Action item: Starting at the line that holds "PR #11082, opened 2025-05-08" and stopping at the line that holds "fix #10966 [some", restate the records below word for word, with both of those lines included.

(Collected data)
^^^^^^^^

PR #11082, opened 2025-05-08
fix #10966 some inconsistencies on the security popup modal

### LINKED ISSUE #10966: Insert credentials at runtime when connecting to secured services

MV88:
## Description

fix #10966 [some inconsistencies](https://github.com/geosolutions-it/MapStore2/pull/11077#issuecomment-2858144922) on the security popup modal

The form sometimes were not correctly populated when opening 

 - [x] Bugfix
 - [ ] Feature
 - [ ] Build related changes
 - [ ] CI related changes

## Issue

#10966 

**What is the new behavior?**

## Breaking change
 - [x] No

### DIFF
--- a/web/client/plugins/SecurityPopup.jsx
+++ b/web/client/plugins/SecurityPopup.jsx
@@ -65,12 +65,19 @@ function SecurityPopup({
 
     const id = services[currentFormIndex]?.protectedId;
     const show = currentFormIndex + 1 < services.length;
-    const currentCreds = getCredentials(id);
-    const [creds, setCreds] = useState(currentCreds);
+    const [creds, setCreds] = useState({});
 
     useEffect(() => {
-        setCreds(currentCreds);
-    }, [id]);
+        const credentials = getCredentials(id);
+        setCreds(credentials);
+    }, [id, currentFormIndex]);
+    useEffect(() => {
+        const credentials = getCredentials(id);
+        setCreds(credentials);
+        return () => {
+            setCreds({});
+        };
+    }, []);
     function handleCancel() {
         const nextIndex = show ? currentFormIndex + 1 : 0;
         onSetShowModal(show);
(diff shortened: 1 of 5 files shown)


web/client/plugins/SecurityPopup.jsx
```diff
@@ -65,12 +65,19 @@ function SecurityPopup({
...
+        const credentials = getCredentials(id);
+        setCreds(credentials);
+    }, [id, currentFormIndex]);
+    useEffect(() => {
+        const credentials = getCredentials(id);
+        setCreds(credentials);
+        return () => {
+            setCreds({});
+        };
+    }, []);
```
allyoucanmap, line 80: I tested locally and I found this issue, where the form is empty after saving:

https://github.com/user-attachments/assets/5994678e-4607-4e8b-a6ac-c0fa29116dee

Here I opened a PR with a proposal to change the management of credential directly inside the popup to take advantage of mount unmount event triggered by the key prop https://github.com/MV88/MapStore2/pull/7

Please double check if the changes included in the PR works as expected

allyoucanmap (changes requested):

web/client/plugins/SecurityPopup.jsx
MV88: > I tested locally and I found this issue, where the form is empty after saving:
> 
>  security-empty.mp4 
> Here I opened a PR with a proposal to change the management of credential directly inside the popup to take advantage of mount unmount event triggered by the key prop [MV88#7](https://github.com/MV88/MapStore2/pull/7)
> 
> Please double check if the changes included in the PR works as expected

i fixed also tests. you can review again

^^^^^^^^

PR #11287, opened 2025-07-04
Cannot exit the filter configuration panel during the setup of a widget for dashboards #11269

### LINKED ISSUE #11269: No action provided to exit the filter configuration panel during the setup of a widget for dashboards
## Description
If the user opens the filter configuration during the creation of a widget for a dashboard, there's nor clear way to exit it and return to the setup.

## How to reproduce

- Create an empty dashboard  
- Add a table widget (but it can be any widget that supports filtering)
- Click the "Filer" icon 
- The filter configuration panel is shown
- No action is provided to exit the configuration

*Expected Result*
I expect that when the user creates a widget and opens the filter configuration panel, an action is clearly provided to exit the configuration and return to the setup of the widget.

^^^^^^^^

Solution for this exercise:
PR #11082, opened 2025-05-08
fix #10966 some inconsistencies on the security popup modal

### LINKED ISSUE #10966: Insert credentials at runtime when connecting to secured services

MV88:
## Description

fix #10966 [some inconsistencies](https://github.com/geosolutions-it/MapStore2/pull/11077#issuecomment-2858144922) on the security popup modal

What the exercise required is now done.